それは、大好きな東京が大空襲を受け、瓦礫の山となってしてしまった中を歩くと、あちらこちらに死体が転がっているのを目撃し、
「初めは恐怖を感じるのだけれど、段々と死体にさえ慣れてしまうのよ、戦争って本当に怖いわね」と言い、そんな恐ろしい中で小さな花や雑草を見つけ、そこに命の力強さを感じて勇気をもらうと、「ふわっと幸福を感じたの」などと、驚くようなことを淡々と、そしてそれを懐かしそうに、話してくれたのです。

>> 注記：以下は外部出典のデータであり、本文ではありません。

PR #2353, opened 2017-10-23
Center-align "Back to..." link on attach pvc page

### LINKED ISSUE #2352: Storage empty state back link should be centered on dc add storage page?
current:
screen shot 2017-10-23 at 2 34 47 pm

proposed:
screen shot 2017-10-23 at 2 49 49 pm

rhamilto:
Fixes #2352 

screen shot 2017-10-23 at 4 29 17 pm

### DIFF
--- a/app/views/attach-pvc.html
+++ b/app/views/attach-pvc.html
@@ -6,15 +6,15 @@
           <breadcrumbs breadcrumbs="breadcrumbs"></breadcrumbs>
           <div ng-show="!pvcs || !attach.resource">Loading...</div>
 
-          <div ng-show="pvcs && !pvcs.length && attach.resource" class="empty-state-message empty-state-full-page">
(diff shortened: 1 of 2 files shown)


app/views/attach-pvc.html
```diff
@@ -23,7 +23,7 @@ <h2 class="text-center">No persistent volume claims.</h2>
               To claim storage from a persistent volume, refer to the documentation on <a target="_blank" ng-href="{{'persistent_volumes' | helpLink}}">using persistent volumes</a>.
             </p>
```
spadgett: Should we center this paragraph too for consistency with other empty state messages?

rhamilto:
Moved .text-center to .empty-state-message so all nodes are centered.  Good catch, @spadgett.

PR #2355, opened 2017-10-23
Handle displaying parameters when secrets are not available.

jeff-phillips-18:
Bump catalog version to 0.0.58


app/scripts/controllers/serviceInstance.js
```diff
@@ -73,18 +73,40 @@ angular.module('openshiftConsole')
...
 
+      $scope.allowParametersReveal = AuthorizationService.canI('secrets', 'get', $scope.projectName);
       $scope.parameterData = {};
-      _.each(_.keys(_.get($scope.parameterSchema, 'properties')), function(key) {
-        $scope.parameterData[key] = $scope.parameterSchema.properties[key].default;
+      $scope.opaqueParameterKeys = [];
+
+      if (!$scope.allowParametersReveal) {
+        _.each(_.keys(_.get($scope.parameterSchema, 'properties')), function (key) {
+          $scope.parameterData[key] = '*****';
```
spadgett: I think we should be able to just fill in the parameter data from the status parameters below and just remove this `if` block. Are you seeing parameters in the schema, but not in status?

app/scripts/controllers/serviceInstance.js
```diff
@@ -73,18 +73,40 @@ angular.module('openshiftConsole')
...
+          $scope.opaqueParameterKeys.push(key);
+        }
       });
 
-      $scope.parameterData = angular.extend($scope.parameterData, _.get($scope.serviceInstance, 'spec.parameters', {}));
+      // Fill in the secret values if they are available to the user
+      if ($scope.allowParametersReveal) {
+        // Set default values for those items that are not specifically set, secrets will override
+        _.each(_.keys(_.get($scope.parameterSchema, 'properties')), function (key) {
+          $scope.parameterData[key] = $scope.parameterSchema.properties[key].default;
```
spadgett: I think the defaults are only for prefiling the create form. A missing value isn't necessarily treated as a default.

app/scripts/controllers/serviceInstance.js
```diff
@@ -73,18 +73,40 @@ angular.module('openshiftConsole')
...
+        });
 
-      if (AuthorizationService.canI('secrets', 'get', $scope.projectName)) {
+        // Get the data from each secret
         _.each(_.get($scope.serviceInstance, 'spec.parametersFrom'), function (parametersSource) {
           secretWatchers.push(DataService.watchObject("secrets", _.get(parametersSource, 'secretKeyRef.name'), $scope.projectContext, function (secret) {
             try {
-              _.extend($scope.parameterData, JSON.parse(SecretsService.decodeSecretData(secret.data)[parametersSource.secretKeyRef.key]));
+              var secretData = JSON.parse(SecretsService.decodeSecretData(secret.data)[parametersSource.secretKeyRef.key]);
+              // TODO: ONly include fields from the secret that are part of the schema
```
spadgett: typo: "Only"

app/scripts/controllers/serviceInstance.js
spadgett: I guess there are parameters that haven't been set. But since users can already see that in the instance YAML under status, I don't think we need to obfuscate it here.

spadgett: Disregard my comment here. Thinking about this more, I think this behavior is better.

app/scripts/controllers/serviceInstance.js
jeff-phillips-18: Fixed.

spadgett:
Needs #2367 to fix the dist problem

PR #2358, opened 2017-10-23
Making add config files empty state formatting consistent with add volume

rhamilto:
Companion to https://github.com/openshift/origin-web-console/pull/2353

This one is unlikely to ever be seen given there are always secrets, but I figured I'd make it consistent anyhow...

screen shot 2017-10-23 at 4 41 27 pm


spadgett:
> This one is unlikely to ever be seen given there are always secrets

It's possible the user can't list secrets, although by default editors can.

PR #2360, opened 2017-10-23
Use correct HTTP status from failed DataService.list

### LINKED ISSUE #2354: Deploy image dialog should not show an error when it can't list secrets
Currently, you see an error toast when the deploy image dialog can't list secrets. It should suppress this error since they're not needed and only there as options for the env value from options.

spadgett:
Bumps origin-web-common to 0.0.69

Requires https://github.com/openshift/origin-web-common/pull/236
Fixes #2354

### DIFF
--- a/app/scripts/controllers/addConfigVolume.js
+++ b/app/scripts/controllers/addConfigVolume.js
@@ -143,7 +143,7 @@ angular.module('openshiftConsole')
         DataService.list($scope.configMapVersion, context, null, { errorNotification: false }).then(function(configMapData) {
           $scope.configMaps = orderByDisplayName(configMapData.by("metadata.name"));
         }, function(e) {
-          if (e.code === 403) {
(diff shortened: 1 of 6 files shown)


jwforres:
so all the list error handlers were broken?

are there list calls in catalog that we would need to fix?

spadgett:
> so all the list error handlers were broken?

Yeah :/

> are there list calls in catalog that we would need to fix?

I swept all 3 repos looking at list calls. The ones in the catalog repo weren't doing anything with the failure args (catalog service)

jwforres:
lgtm, just needs the common update it depends on

spadgett:
Updated with dist

@jwforres The logos changes in the dist are because we cut a logos release and we were using a `^` in bower.json. @rhamilto is removing the `^` in #2367

spadgett:
Rebased

@jwforres another look?

PR #2370, opened 2017-10-25
Change cursor to a pointer when hover over read notification

jhadvig:
@jwforres PTAL

Closes https://github.com/openshift/origin-web-console/issues/2293

### DIFF
--- a/app/styles/_notifications.less
+++ b/app/styles/_notifications.less
@@ -39,9 +39,9 @@ notification-drawer-wrapper {
   }
   // the whole block is clickable, need to set pointer on all of these
   // for the correct visual
-  .drawer-pf-notification-inner.is-clickable,
-  .is-clickable .drawer-pf-notification-info,
-  .is-clickable .drawer-pf-notification-message {
+  .drawer-pf-notification-inner,
+  .drawer-pf-notification-inner .drawer-pf-notification-info,
+  .drawer-pf-notification-inner .drawer-pf-notification-message {
     cursor: pointer;
   }
   .drawer-pf-notification {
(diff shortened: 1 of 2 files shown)


spadgett:
I think the fix is to use the default (arrow) cursor when read. Is that what this does? It looks like it makes it a pointer (hand) cursor always.

benjaminapetersen:
So on Master I see what @spadgett mentioned, which is to use the default arrow once it has been read:



This PR will always use the pointer:



@jwforres can you clarify what you mentioned on [this comment](https://github.com/openshift/origin-web-console/issues/2293#issuecomment-338790856)?  Do we just want to eliminate the hover effect entirely?

app/styles/_notifications.less
```diff
@@ -39,9 +39,9 @@ notification-drawer-wrapper {
   }
   // the whole block is clickable, need to set pointer on all of these
   // for the correct visual
```
benjaminapetersen: I'm not sure this is quite right, might be that we just want to eliminate the hover (bg blue) as well as return the cursor.

spadgett:
If we switch to the default cursor, I think we'd want to remove the blue hover style as well? But I might have misunderstood @jwforres' comment.

I personally don't have a strong preference here.

jwforres:
weird, i thought i was on master when i checked it...

i would at least see what it looks like without the hover color

jhadvig:
So from [this comment](https://github.com/openshift/origin-web-console/issues/2293#issuecomment-338790856) I was in a impression we want to have to pointer cursor on unread and also read notifications.

jhadvig:
Thinking about it now Im not really sure it would make sense to have the pointer on read notification. If we align on this it would be better to merge @benjaminapetersen [PR](https://github.com/openshift/origin-web-console/pull/2383/files)
If align on the pointer for both cases the I would rather keep the changed background on the hover, just to to have a similar behavior of  read and unread notifications.

jhadvig:
Closing this PR in favor of https://github.com/openshift/origin-web-console/pull/2383
@benjaminapetersen fyi :)

benjaminapetersen:
Cool, think mine is gonna get closed as well. Yay discussions!

Issue #2175, opened 2017-09-26
Marked for deletion "in a few seconds"


spadgett:
This should say "just now" or "a few seconds ago." (I might have a client clock skew, but we should never show a future value.)

![screen shot 2017-09-26 at 4 28 32 pm](https://user-images.githubusercontent.com/1167259/30882696-d2ecf9f6-a2d7-11e7-9649-1a25e8eab6c3.png)

jhadvig:
in favour for the "few seconds ago", since term "just now" is pretty relative in this terms

jwforres:
So we already started normalizing all negative durations to 0 since we knew they were caused by clock skew.  I would be tempted to do the same with the relative timestamp helpers since nothing we work with today has future dates.

The exception will be CronJobs that are scheduled in the future.  We could do something like adding a flag to relative timestamp that allows future dates and you have to opt in to that.

jwforres:
So actually we do not have a relative timestamp in any of the other deletion messages.  We should remove this timestamp entirely for consistency. That is the least risky fix at this point.

PR #2372, opened 2017-10-25
Remove timestamp from Service Instance Row deletion alert

jhadvig:
@spadgett removed the timestamp as suggested... PTAL

Closes https://github.com/openshift/origin-web-console/issues/2175

### DIFF
--- a/app/views/overview/_service-instance-row.html
+++ b/app/views/overview/_service-instance-row.html
@@ -101,8 +101,7 @@
               <div class="alert word-break alert-warning">
                 <span class="pficon pficon-warning-triangle-o" aria-hidden="true"></span>
                 <span class="sr-only">warning</span>
-                <span class="strong">The service was marked for deletion</span>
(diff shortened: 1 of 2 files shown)


app/views/overview/_service-instance-row.html
```diff
@@ -101,8 +101,7 @@
               <div class="alert word-break alert-warning">
                 <span class="pficon pficon-warning-triangle-o" aria-hidden="true"></span>
                 <span class="sr-only">warning</span>
-                <span class="strong">The service was marked for deletion</span>
-                <span class="strong" am-time-ago="row.apiObject.metadata.deletionTimestamp"></span>.
+                <span class="strong">The service was marked for deletion</span>.
```
spadgett: nit: Any reason not to put the period inside the span so it has the strong style like the rest of the sentence?

jhadvig: no reason at all... I've realized it after hitting the Open PR btn... fixing atm

PR #2596, opened 2017-12-14
Fix deploy button on deployment page

benjaminapetersen:
So this update works, but the Q here is:

```JavaScript 
// the request payload to startLatestDeployment
apiVersion: "apps.openshift.io/v1",
force: true,
kind: "DeploymentRequest",
latest: true,
name: "mongodb"

// the resource, group, version
group: "apps.openshift.io",
resource: "deploymentconfigs/instantiate",
version: "v1"
```
Does it work because these two objects happen to be compatible, but I should further adjust this to ensure they are long term compatible?

### DIFF
--- a/app/scripts/services/deployments.js
+++ b/app/scripts/services/deployments.js
@@ -22,7 +22,7 @@ angular.module("openshiftConsole")
       // increase latest version by one so starts new deployment based on latest
       var req = {
         kind: "DeploymentRequest",
-        apiVersion: "v1",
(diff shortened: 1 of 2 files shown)


benjaminapetersen:
update: spoke with @jwforres, this seems correct.

spadgett:
I don't think `deploymentConfig.apiVersion` always matches `deploymentConfigsInstantiateVersion`.

benjaminapetersen:
Closing this one & rolling it into the other w/the $filter to build the string.

PR #2597, opened 2017-12-14
Fix start build & deploy

benjaminapetersen:
Match up api version w/payload in start build.

depends on [web-common 268](https://github.com/openshift/origin-web-common/pull/268)

### DIFF
--- a/app/scripts/services/builds.js
+++ b/app/scripts/services/builds.js
@@ -42,11 +42,12 @@ angular.module("openshiftConsole")
       var buildType = isJenkinsPipelineStrategy(buildConfig) ? 'pipeline' : 'build';
       var req = {
         kind: "BuildRequest",
-        apiVersion: "v1",
+        apiVersion: APIService.toAPIVersion(buildConfigsInstantiateVersion),
         metadata: {
           name: buildConfig.metadata.name
         }
       };
+
       var context = {
         namespace: buildConfig.metadata.namespace
       };
--- a/app/scripts/directives/createSecret.js
+++ b/app/scripts/directives/createSecret.js
@@ -161,6 +161,7 @@ angular.module("openshiftConsole")
 
         var linkSecretToServiceAccount = function(secret) {
           var updatedSA = angular.copy($scope.serviceAccounts[$scope.newSecret.pickedServiceAccountToLink]);
+          var rgv = APIService.objectToResourceGroupVersion(updatedSA);
           switch ($scope.newSecret.type) {
           case 'source':
             updatedSA.secrets.push({name: secret.metadata.name});
@@ -170,7 +171,7 @@ angular.module("openshiftConsole")
             break;
           }
 
-          DataService.update(serviceAccountsVersion, $scope.newSecret.pickedServiceAccountToLink, updatedSA, $scope).then(function(sa) {
+          DataService.update(rgv, $scope.newSecret.pickedServiceAccountToLink, updatedSA, $scope).then(function(sa) {
             // Show a single success message saying the secret was both created and linked.
             NotificationsService.addNotification({
               type: "success",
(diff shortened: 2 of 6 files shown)


app/scripts/services/builds.js
```diff
@@ -42,7 +42,7 @@ angular.module("openshiftConsole")
       var buildType = isJenkinsPipelineStrategy(buildConfig) ? 'pipeline' : 'build';
       var req = {
         kind: "BuildRequest",
-        apiVersion: "v1",
+        apiVersion: buildConfig.apiVersion,
```
spadgett: This should be the `apiVersion` built from `buildConfigsInstantiateVersion`. It's not necessarily the same version as `buildConfig.apiVersion`

spadgett:
> The following test failed....

Flake #1685

app/scripts/services/builds.js
benjaminapetersen: So that is interesting because if I change it to:

```JavaScript 
apiVersion: buildConfigsInstantiateVersion.version,
// which is this:
// {group: "build.openshift.io", version: "v1", resource: "buildconfigs/instantiate"}
```
it will error:

```
apiVersion: "v1"
code: 400
kind: "Status"
message: "the API version in the data (v1) does not match the expected API version (build.openshift.io/v1)"
metadata: {}
reason: "BadRequest"
status: "Failure"
```
So we need a helper fn to concat `buildConfigInstantiateVersion.group + '/' + buildConfigInstantiateVersion.version` to ensure these are correct?

benjaminapetersen:
Updated both start build & deploy here w/the filter to build the correct string.  I think this is where we want to be?

benjaminapetersen:
looking @ `  DeploymentsService.prototype.retryFailedDeployment` now, think that needs adjusting.

app/scripts/filters/resources.js
```diff
@@ -893,6 +893,11 @@ angular.module('openshiftConsole')
   .filter('kindToResource', function (APIService) {
     return APIService.kindToResource;
   })
+  .filter('groupVersion', function() {
+    return function(preferredVersion) {
+      return preferredVersion.group + '/' + preferredVersion.version;
```
spadgett:
```js
if (preferredVersion.group) {
  return preferredVersion.group + '/' + preferredVersion.version;
}

return preferredVersion.version;
```

app/scripts/filters/resources.js
```diff
@@ -893,6 +893,11 @@ angular.module('openshiftConsole')
   .filter('kindToResource', function (APIService) {
     return APIService.kindToResource;
   })
+  .filter('groupVersion', function() {
+    return function(preferredVersion) {
```
spadgett: s/preferredVersion/resourceGroupVersion

app/scripts/filters/resources.js
```diff
@@ -893,6 +893,11 @@ angular.module('openshiftConsole')
   .filter('kindToResource', function (APIService) {
     return APIService.kindToResource;
   })
+  .filter('groupVersion', function() {
```
spadgett: Probably better if this is an `APIService` method

app/scripts/filters/resources.js
benjaminapetersen: ah, that makes sense as well.

benjaminapetersen:
Updated & removed WIP.  This one should take care of the broken "start build" and "deploy".  I'd like to get it in and fix those two glaring issues & follow-up PR any other mismatches.  I believe others will work due to coincidence like we discussed, but fixes will be future-proofing.

benjaminapetersen:
hmm

spadgett:
@benjaminapetersen I'd rebase and rebuild

benjaminapetersen:
@spadgett had a weird git issue 

```
error: update_ref failed for ref 'refs/remotes/origin/trello/api-gr...': cannot lock ref ...
```
resolved now, pushing in a min

PR #2606, opened 2017-12-15
Migrate EventsController to EventsPage component

benjaminapetersen:
A fun one to leave everyone chewing on over the break :)

@TheRealJon's PR compelled me to do a quick test re:something I've been considering for a while. Most advocate going all in on components these days.  It is not too difficult (at least with simple controllers like this one) to migrate our controllers to a component.  Now that we have the build tools setup to watch the new `/components` directory, I think a slow migration in this direction could be a good thing. The newer component APIs are nice to work with.


benjaminapetersen:
@jwforres @spadgett @TheRealJon

spadgett:
https://docs.angularjs.org/guide/component#components-as-route-templates

benjaminapetersen:
Exactly.  Tho I think our `page` components are complex enough with `DataService` that I don't think we would benefit using the `resolve` the way that is suggested. I also tend to prefer simpler route files... but could be persuaded otherwise I'm sure.

PR #2607, opened 2017-12-15
Fix bug where pficons do not display

rhamilto:
Fixes https://github.com/openshift/origin/issues/17745

Requires https://github.com/openshift/origin-web-common/pull/270 and https://github.com/openshift/origin-web-catalog/pull/603

### DIFF
--- a/app/scripts/directives/fromFileDialog.js
+++ b/app/scripts/directives/fromFileDialog.js
@@ -23,6 +23,7 @@
     var ctrl = this;
     var annotation = $filter('annotation');
     var imageForIconClass = $filter('imageForIconClass');
+    var normalizeIconClass = $filter('normalizeIconClass');
 
     ctrl.$onInit = function() {
       ctrl.alerts = {};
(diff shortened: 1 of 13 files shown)


app/scripts/directives/fromFileDialog.js
```diff
@@ -38,7 +38,7 @@
 
     function getIconClass() {
       var icon = _.get(ctrl, 'template.metadata.annotations.iconClass', 'fa fa-clone');
-      return (icon.indexOf('icon-') !== -1) ? 'font-icon ' + icon : icon;
+      return icon.indexOf('icon', 0) === 0 ? 'font-icon ' + icon : icon;
```
spadgett: `_.startWith(icon, 'icon')` might read a little better. Do you have an example of what we're trying to match? It would be good to add a comment.

This is in enough places that it would be good to have a `normalizeIconClass` filter so the code is reused. I suspect it affects catalog, too.

spadgett: https://lodash.com/docs/4.17.4#startsWith

rhamilto: > _.startWith(icon, 'icon') might read a little better.

Agreed.  Was originally trying to minimize changes, but I don't see any reason not to use that.

Trying to match starts with "icon".  The existing code was matching "icon-*" and "pficon-*", hence the bug.

> This is in enough places that it would be good to have a normalizeIconClass filter so the code is reused. I suspect it affects catalog, too.

Ok.  Indeed [it does affect catalog](https://github.com/openshift/origin-web-catalog/pull/603).  And we were doing the check a couple different ways there.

パンデミックがそろそろ終わりそうだと思ったら、ヨーロッパ大陸でのまさかの戦争…
風の時代に入って、隠れていた様々な氣がぐるぐる回り始めたのでしょうか? そして地球に溜まっていた膿が出てきているのかと思うような、大混乱に陥っている世界情勢。あっちを向いてもこっちを向いても、右も左も今は不安になることが広がっています。残念でなりませんが、そんな時だからこそまず身体を丈夫にして心を平和に保って、とにかく元氣でいること、そして日常の中の小さな幸せを見つけ続けていくことが、とても大切なことだと、久しぶりに母の話していた昔話を思い出して、考えてしまいました。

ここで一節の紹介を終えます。